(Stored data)
►

PR #2533, opened 2020-04-18
fix(vega-typings): cornerRadius* support SignalRef

kanitw:
Part of https://github.com/vega/vega-lite/issues/6352

### DIFF
--- a/packages/vega-typings/types/spec/config.d.ts
+++ b/packages/vega-typings/types/spec/config.d.ts
@@ -400,39 +400,39 @@ export interface MarkConfig {
   // ---------- Corner Radius: Bar, Tick, Rect ----------
 
   /**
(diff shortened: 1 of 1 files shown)


packages/vega-typings/types/spec/config.d.ts
```diff
@@ -400,39 +400,39 @@ export interface MarkConfig {
   // ---------- Corner Radius: Bar, Tick, Rect ----------
 
   /**
-   * The radius in pixels of rounded rectangle or arc corners.
+   * The radius in pixels of rounded rectangles or arcs' corners.
```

◄

* _Task_
Exactly as written above, copy every line.

* _Solution to this problem_
PR #2533, opened 2020-04-18
fix(vega-typings): cornerRadius* support SignalRef

kanitw:
Part of https://github.com/vega/vega-lite/issues/6352

### DIFF
--- a/packages/vega-typings/types/spec/config.d.ts
+++ b/packages/vega-typings/types/spec/config.d.ts
@@ -400,39 +400,39 @@ export interface MarkConfig {
   // ---------- Corner Radius: Bar, Tick, Rect ----------
 
   /**
(diff shortened: 1 of 1 files shown)


packages/vega-typings/types/spec/config.d.ts
```diff
@@ -400,39 +400,39 @@ export interface MarkConfig {
   // ---------- Corner Radius: Bar, Tick, Rect ----------
 
   /**
-   * The radius in pixels of rounded rectangle or arc corners.
+   * The radius in pixels of rounded rectangles or arcs' corners.
```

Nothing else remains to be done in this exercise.